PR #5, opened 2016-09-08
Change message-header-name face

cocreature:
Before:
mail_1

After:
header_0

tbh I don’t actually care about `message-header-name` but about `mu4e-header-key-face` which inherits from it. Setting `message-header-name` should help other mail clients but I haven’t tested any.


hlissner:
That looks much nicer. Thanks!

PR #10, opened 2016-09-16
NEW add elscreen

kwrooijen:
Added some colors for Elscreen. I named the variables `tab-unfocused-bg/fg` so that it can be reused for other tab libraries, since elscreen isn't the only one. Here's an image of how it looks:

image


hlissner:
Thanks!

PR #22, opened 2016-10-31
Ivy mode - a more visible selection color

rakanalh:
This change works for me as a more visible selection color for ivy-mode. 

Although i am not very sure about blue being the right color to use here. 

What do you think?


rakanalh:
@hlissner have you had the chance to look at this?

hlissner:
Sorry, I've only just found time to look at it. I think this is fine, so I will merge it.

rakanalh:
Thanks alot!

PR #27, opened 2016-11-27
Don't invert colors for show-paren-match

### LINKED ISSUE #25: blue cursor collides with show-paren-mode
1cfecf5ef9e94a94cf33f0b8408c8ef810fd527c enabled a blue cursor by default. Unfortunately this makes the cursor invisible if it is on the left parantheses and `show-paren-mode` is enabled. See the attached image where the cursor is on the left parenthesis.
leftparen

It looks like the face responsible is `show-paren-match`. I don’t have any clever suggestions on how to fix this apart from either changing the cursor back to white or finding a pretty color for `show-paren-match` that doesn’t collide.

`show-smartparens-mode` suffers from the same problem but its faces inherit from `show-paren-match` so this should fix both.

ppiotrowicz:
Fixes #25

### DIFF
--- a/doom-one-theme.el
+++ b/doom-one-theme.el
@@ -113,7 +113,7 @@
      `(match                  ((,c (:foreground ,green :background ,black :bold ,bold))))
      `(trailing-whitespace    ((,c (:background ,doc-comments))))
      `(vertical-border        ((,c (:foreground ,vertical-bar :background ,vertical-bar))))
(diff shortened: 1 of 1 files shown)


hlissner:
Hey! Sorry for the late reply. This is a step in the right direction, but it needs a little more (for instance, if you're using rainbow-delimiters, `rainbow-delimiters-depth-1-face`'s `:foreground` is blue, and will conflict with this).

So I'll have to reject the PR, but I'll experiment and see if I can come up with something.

...

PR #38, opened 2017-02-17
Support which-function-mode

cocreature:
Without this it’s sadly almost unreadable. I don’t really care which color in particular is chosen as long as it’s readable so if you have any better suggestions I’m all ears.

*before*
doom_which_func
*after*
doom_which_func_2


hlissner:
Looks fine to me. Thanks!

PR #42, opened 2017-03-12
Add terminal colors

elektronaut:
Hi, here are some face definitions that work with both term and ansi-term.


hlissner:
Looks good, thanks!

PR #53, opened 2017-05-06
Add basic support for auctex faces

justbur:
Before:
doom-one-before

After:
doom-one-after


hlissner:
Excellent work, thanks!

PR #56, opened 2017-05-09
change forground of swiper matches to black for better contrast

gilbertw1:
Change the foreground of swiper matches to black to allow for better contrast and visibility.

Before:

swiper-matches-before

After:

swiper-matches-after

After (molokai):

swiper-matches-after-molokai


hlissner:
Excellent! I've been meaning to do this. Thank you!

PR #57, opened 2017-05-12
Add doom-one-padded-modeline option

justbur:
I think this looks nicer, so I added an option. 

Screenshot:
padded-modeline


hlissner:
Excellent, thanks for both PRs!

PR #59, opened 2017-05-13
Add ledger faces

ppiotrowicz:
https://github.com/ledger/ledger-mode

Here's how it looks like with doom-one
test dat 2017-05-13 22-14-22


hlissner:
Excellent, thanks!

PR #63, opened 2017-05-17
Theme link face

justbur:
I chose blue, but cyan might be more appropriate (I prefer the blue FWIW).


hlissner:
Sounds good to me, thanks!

== ASSIGNMENT ==
Lines above with "opened" in them are the ones to copy.

== TASK OUTPUT ==
PR #5, opened 2016-09-08
PR #10, opened 2016-09-16
PR #22, opened 2016-10-31
PR #27, opened 2016-11-27
PR #38, opened 2017-02-17
PR #42, opened 2017-03-12
PR #53, opened 2017-05-06
PR #56, opened 2017-05-09
PR #57, opened 2017-05-12
PR #59, opened 2017-05-13
PR #63, opened 2017-05-17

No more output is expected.